Sie sollten jetzt darum kämpfen, dass die Wohnungslosigkeit beseitigt wird. Ich wünsche mir einen Betreuungsstab auf der Straße, der die Menschen mitnimmt und dass speziell bei den osteuropäischen Obdachlosen die Botschaften dringend eingeschaltet werden. Außerdem ist es auch eine gesamtgesellschaftliche Aufgabe, sich mit der Armut auseinanderzusetzen und bedürftigen Menschen zu helfen. In der Flüchtlingskrise hat dieser gesellschaftliche Zusammenhalt ja sehr gut funktioniert. Leider denken viele Menschen immer noch, dass Obdachlose selbst schuld an ihrem Dilemma seien, und das ist ein großer Fehler. Ich kann die Gesellschaft nur auffordern, mit den Bedürftigen ins Gespräch zu kommen, um Vorurteile abzubauen. Wir müssen diese Menschen von der Straße retten und dürfen sie nicht fallen lassen.

Wie kann man Kinder besser vor Armut schützen?

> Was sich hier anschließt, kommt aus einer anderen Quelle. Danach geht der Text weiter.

PR #115, opened 2018-07-20
Fixed multiple bot instances

### LINKED ISSUE #113: Multiple Instances of NemoBot
I noticed that each time `ServerStartupListener` there's a new `NemoBot` instance. This results in multiple `NemoBot` users. I tried changing how `BotController` adds bots to the `UserStore`. 

```
private void registerBotAsUser(Bot bot) {
  User botUser = userStore.getUser(bot.getName());
  if (botUser == null) {
    userStore.addUser((User)bot);
  }
  else {
    userStore.updateUser(botUser);
  }
}
```
However, this then breaks the code when displaying messages.
In `chat.jsp`: `String author = UserStore.getInstance().getUser(message.getAuthorId()).getName();`

I think this can be solved by setting a static id, and to follow this maybe we can also set a static creation time.

lealgamb:
To stop the Bot Revolution 🤖 , a bot will only be added to the `UserStore` if it has a unique `UUID` field. The way this is done is by using `getUUIDFromBytes()` by passing in the bytes of the bot's name. The check for unique Id's was added in `UserStore`. A test was also added for this.

Now that the bot classes are completed, I'll send a new PR with tests for `NemoBot` and `ConversationStatBot`, and update the tests for `BotController` if needed.

Fixes #113


src/main/java/codeu/controller/BotController.java
```diff
@@ -49,9 +51,32 @@ void setUserStore(UserStore userStore) {
 
   /** Adds an entry to the map and to the UserStore. */
   public void registerBot(Bot bot) {
-    botMap.put(bot.getMentionKey().toLowerCase(), bot);
+    // Check if the bot is already in the UserStore
```
yebrahim: Are we making sure names are unique while signing up?

lealgamb: We only check this if it's all in the same case. I noticed on production we have "user1" and "User1". Perhaps checking if a username contains "bot", ignoring case, can be a quick fix since we really only care about unique bot names.

yebrahim: What do you mean by 'checking if a username contains "bot"'? You mean rejecting those usernames on sign up, or for detecting whether a bot with this name has been registered?

Here's another thought. How about using a pinned value for the bot UUIDs like you initially did? Maybe we can hash the bot name and use that as a UUID. When starting up, you'd look up any users whose UUID is equal to this bot's name after applying the same hash function, and that is how you can identify bots.

lealgamb: I guess both. My idea is to restrict "bot" as a keyword for actual bots. 

I really like that idea, thanks for suggesting it. So basically if there aren't any matching users with the same UUID, `BotController` can add the bot to the `UserStore`. And if there are, then there would be no need for that.

yebrahim: Yes. It's reasonable that the UUID is used for identifying bots, since it's really meant to be a unique field, unlike name.

lealgamb:
Instead of hashing the Bot's names I got their names' bytes to take advantage of UUID's `getUUIDFromBytes` method.

src/main/java/codeu/controller/BotController.java
```diff
@@ -51,7 +51,10 @@ void setUserStore(UserStore userStore) {
   public void registerBot(Bot bot) {
     botMap.put(bot.getMentionKey().toLowerCase(), bot);
 
-    userStore.addUser((User)bot);
+    // First time adding to the UserStore
```
yebrahim: To me this makes sense to be in the `UserStore` class, since you should never add two users with the same id. Not a hard comment though, so I'm fine if you want to keep it here.

src/main/java/codeu/model/data/ConversationStatBot.java
```diff
@@ -30,7 +29,7 @@
   */
   public ConversationStatBot() {
     super(
-        UUID.randomUUID(), 
+        UUID.nameUUIDFromBytes("ConversationStatBot".getBytes()),
```
yebrahim: One more piece that calls for `Bot` to be a base class instead of an interface. :)

lealgamb: Part of me wants to update this but part of me also wants to work on new features. What do you guys think?

yebrahim: It's not worth it if it's a big change, I thought it was just moving this inside the `addUser` method. If not, never mind. :)

lealgamb: Ah, I did that haha. I was referring to the `Bot` base class instead of the interface.

PR #120, opened 2018-07-30
Updated UI for conversations and chat page

vocatwk:
I updated the UI for conversations page.

I really wanted to implement those icons with the number of messages not yet seen next to each conversation like those in @yebrahim's design cause they just look really cool to have. But I'm not sure if it's that important since the user will see those messages were sent in his notifications page. But I still think it would be a cool feature to have. Let me know what you guys think.

Also while I was thinking of the above, I realized we'd have to account for messages coming in while the user is in the chat. Right now, it won't be difficult to implement because we only update messages in the chat on page reload but that got me thinking that getting those messages without having to refresh might also be good to have. It could be very inefficient at first like using the fetch API to get all the messages every 5000ms and then to improve we can use sockets I think(not really sure about this though). Let me know what you guys think about this too.

I changed the chat page too and updated conversations page a bit. I also added wrap property to the list of edited members.

EDIT #2 

I added back the activityFeed link(I had accidentally taken it out from the navbar). I added a scroll bar to the search results and queued users and added badges to the conversation with the number of unseen messages. I'm working on designing the chat box to look more like messages instead of bullet points. 

screen shot 2018-07-31 at 6 25 36 am
screen shot 2018-08-01 at 6 39 17 pm
screen shot 2018-08-01 at 7 09 03 pm
screen shot 2018-08-01 at 7 35 42 pm
screen shot 2018-08-01 at 7 54 48 pm

### DIFF
--- a/src/main/webapp/WEB-INF/view/conversations.jsp
+++ b/src/main/webapp/WEB-INF/view/conversations.jsp
@@ -24,55 +24,74 @@
 </head>
 <body>
 
-  <div id="container">
+  <div id="conversationContainer">
+    <div id="conversationInput">
 
-    <% if(request.getAttribute("error") != null){ %>
-        <h2 style="color:red"><%= request.getAttribute("error") %></h2>
-    <% } %>
+      <% if(request.getAttribute("error") != null){ %>
+          <h2 style="color:red"><%= request.getAttribute("error") %></h2>
+      <% } %>
 
-    <% if(request.getSession().getAttribute("user") != null){ %>
-      <h1>New Conversation</h1>
       <form action="/conversations" method="POST">
-          <div class="form-group">
-            <label class="form-control-label">Title:</label>
-          <input type="text" name="conversationTitle">
+        <label for="conversationName">New Conversation</label>
+        <div class="form-row align-items-center">
+          <div class="col-auto">
+            <input type="text" class="form-control mb-2" id="conversationName" placeholder="Conversation Title">
+          </div>
+          <div class="col-auto">
+            <button type="submit" class="btn btn-primary mb-2">Create</button>
+          </div>
         </div>
-
-        <button type="submit">Create</button>
       </form>
 
-      <hr/>
-    <% } %>
+    </div>
 
-    <h1>Conversations</h1>
+    <br>
 
-    <%
-    List<Conversation> conversations =
-      (List<Conversation>) request.getAttribute("conversations");
-    if(conversations == null || conversations.isEmpty()){
-    %>
-      <p>Create a conversation to get started.</p>
-    <%
-    }
-    else{
-    %>
-      <ul class="mdl-list">
-    <%
-      for(Conversation conversation : conversations){
-        if(!conversation.containsMember(navBarUsername)){
-          continue;
+    <div id="conversationList">
+
+      <label for="card">Conversations</label>
+
+      <%
+      Boolean listIsEmpty = true;
+      Boolean oneFound = false;
+      List<Conversation> conversations =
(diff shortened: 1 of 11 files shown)


lealgamb:
This looks great! I think that the icons look great, but if it's not a priority we can always return to it if we have some time at the end of the week. 

Since we would only see the number of messages on the conversations page, then I think that getting the number of messages every time the user navigates to this page should work. I might not be thinking exactly of what you have in mind though.

jasminechau2:
I love it the logo is so cool

src/main/webapp/WEB-INF/view/conversations.jsp
```diff
@@ -24,55 +24,74 @@
...
+            <div class="card">
+            <table class="table table-bordered" id="conversationsTable">
+              <tbody>
+      <%
+            listIsEmpty=false;
+            oneFound=true;
+          }
+      %>
+          <tr><td>
+            <a href="/chat/<%= conversation.getId() %>"> <%= conversation.getTitle() %></a></li>
```
yebrahim: What does the `</li>` close?

src/main/webapp/css/main.css
```diff
@@ -62,6 +62,30 @@ body {
...
 
+#conversationContainer{
+  padding-top: 50px;
+  padding-left: 50px;
+  width: 600px;
+}
+
+.card{
+  overflow-x: scroll;
+  max-height: 500px;
```
yebrahim: nit: It's better to have this as a percentage than a fixed value, otherwise we're not making use of larger screens.

yebrahim:
Yes, implementing the badges will be tricky, but it's doable. You can have the server return the number of unread messages along with each conversation object in the GET endpoint for conversations.

You're exactly right about loading incoming messages live. The easiest implementation would use a combination of interval polling and AJAX to update the messages. A more involved implementation would use websockets to keep a two-way connection between each client and the server.

src/main/webapp/WEB-INF/view/conversations.jsp
vocatwk: Oops, forgot to delete.

src/main/webapp/css/main.css
```diff
@@ -152,7 +152,13 @@ body {
 /* chat page messages. */
 
 #messagesContainer {
-    padding: 10px;
+  padding: 10px;
+}
+
+#userResult{
+  max-height: 300px;
+  overflow-y:scroll;
```
yebrahim: Let's make this `overflow-y: auto` instead. `scroll` makes the scrollbar always visible. It's ok if you're doing that on purpose though.

src/main/webapp/css/main.css
```diff
@@ -245,6 +245,8 @@ button {
 #selectedUserList {
   display: flex;
   flex-wrap : wrap;
+  overflow-y: scroll;
```
yebrahim: Same here.

src/main/webapp/css/main.css
yebrahim: This is a more general comment, maybe we should do that all over.

vocatwk: It's visible only when you scroll. It quickly disappears when you stop but I took the screen shot while scrolling just to make it clear in the photos. But if auto is preferred, I can do that.

yebrahim: That's because you're on a mac. Windows and Linux machines will show a fat ugly scrollbar all the time. 🙀 
As I said though, it's fine if this is the intended behavior, just raising the point.

vocatwk: Oh 😅. In that case, yeah I think auto is better. Thanks!

PR #122, opened 2018-07-31
Activity Feed UI

lealgamb:
New look for the Activity Feed. Let me know if you think any more styling is needed.

image

### DIFF
--- a/src/main/webapp/WEB-INF/view/activityfeed.jsp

Kinder können wir nur schützen, wenn die Eltern faire Löhne erhalten, um wirtschaftlich wieder auf die Beine zu kommen. Außerdem benötigen die Familien eine vernünftige Beratung und ihre Armut darf nach außen nicht sichtbar werden. Besonders in den Schulen zeigen sich die existenziellen Sorgen oft sehr deutlich, da diese Kinder zum Beispiel nicht an Klassenfahrten teilnehmen können. Sie sollten aber die gleiche technische Ausstattung und Förderungsmöglichkeiten haben. Diese Chancengleichheit muss vom Staat geschaffen werden.